# The task
Keep every line in which "otherwise" occurs and drop the rest of the data.

# Source information
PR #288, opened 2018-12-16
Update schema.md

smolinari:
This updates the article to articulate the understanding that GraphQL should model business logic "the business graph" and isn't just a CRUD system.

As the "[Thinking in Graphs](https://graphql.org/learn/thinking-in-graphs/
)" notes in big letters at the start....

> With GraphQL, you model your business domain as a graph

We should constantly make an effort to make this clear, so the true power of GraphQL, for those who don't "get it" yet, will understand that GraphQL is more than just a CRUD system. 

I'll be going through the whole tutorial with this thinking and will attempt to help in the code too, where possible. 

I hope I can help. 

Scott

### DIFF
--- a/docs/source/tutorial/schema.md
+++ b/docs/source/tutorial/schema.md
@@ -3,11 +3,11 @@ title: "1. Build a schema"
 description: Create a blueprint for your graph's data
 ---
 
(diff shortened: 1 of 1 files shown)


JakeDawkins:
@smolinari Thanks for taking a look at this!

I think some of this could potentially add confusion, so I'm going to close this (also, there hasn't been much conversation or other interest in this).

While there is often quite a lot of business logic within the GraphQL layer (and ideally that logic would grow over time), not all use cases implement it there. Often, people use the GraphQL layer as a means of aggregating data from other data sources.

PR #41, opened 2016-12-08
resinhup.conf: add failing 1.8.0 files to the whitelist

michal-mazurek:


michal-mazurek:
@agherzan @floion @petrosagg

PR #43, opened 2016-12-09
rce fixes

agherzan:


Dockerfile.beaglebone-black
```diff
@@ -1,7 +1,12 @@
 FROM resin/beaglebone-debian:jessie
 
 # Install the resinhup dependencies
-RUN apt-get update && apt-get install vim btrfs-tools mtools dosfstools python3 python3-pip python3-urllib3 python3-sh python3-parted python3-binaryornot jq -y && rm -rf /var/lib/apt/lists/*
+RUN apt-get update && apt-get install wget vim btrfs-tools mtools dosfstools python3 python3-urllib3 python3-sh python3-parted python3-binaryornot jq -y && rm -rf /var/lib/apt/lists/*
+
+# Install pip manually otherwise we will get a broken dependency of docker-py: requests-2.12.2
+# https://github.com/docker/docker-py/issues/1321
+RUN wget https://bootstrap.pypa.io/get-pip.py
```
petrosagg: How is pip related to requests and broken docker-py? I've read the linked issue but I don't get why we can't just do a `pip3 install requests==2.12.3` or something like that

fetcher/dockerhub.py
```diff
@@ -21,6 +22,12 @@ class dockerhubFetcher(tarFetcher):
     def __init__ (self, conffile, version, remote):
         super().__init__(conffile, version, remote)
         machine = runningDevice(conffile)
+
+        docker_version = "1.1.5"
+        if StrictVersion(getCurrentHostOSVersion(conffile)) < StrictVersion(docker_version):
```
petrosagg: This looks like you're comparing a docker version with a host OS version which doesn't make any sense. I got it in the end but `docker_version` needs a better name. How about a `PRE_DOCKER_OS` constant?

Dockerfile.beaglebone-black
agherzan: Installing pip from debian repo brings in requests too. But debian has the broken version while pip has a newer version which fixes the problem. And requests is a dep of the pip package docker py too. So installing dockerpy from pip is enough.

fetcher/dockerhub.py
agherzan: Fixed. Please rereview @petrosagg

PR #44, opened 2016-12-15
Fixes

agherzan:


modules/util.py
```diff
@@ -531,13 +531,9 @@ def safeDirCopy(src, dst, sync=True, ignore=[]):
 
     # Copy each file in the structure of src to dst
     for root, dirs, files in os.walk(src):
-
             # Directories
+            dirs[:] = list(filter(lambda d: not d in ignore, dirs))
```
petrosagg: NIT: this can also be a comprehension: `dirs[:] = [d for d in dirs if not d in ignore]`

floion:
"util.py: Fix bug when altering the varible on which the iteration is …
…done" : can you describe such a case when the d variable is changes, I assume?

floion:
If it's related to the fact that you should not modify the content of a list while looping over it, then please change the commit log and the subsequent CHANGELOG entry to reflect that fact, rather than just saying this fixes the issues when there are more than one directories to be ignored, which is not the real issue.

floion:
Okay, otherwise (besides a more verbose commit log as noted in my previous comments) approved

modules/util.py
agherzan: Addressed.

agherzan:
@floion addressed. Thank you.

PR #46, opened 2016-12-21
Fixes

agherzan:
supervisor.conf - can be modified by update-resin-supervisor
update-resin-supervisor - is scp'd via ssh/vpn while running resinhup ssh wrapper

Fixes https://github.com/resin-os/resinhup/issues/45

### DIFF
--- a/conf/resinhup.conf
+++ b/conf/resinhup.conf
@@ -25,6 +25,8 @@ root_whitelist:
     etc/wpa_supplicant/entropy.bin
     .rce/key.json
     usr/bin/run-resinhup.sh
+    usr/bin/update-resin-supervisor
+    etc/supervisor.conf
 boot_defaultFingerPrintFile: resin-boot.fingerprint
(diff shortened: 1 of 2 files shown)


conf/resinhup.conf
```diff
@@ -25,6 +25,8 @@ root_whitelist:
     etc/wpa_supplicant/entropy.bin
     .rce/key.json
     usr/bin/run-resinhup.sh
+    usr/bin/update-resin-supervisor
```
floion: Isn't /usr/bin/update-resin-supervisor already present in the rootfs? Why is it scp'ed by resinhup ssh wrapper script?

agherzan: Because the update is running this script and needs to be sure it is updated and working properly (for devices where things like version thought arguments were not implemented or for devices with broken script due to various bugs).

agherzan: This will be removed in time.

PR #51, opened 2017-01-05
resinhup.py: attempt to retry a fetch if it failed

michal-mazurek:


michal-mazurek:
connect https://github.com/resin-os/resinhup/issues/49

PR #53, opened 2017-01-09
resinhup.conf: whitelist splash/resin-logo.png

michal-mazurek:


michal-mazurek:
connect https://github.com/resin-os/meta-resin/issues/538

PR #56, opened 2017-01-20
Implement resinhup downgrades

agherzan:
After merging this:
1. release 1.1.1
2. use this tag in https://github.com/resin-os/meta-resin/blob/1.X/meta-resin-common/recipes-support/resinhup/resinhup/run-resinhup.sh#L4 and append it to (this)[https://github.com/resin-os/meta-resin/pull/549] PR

# Answer to the problem
+# Install pip manually otherwise we will get a broken dependency of docker-py: requests-2.12.2
Okay, otherwise (besides a more verbose commit log as noted in my previous comments) approved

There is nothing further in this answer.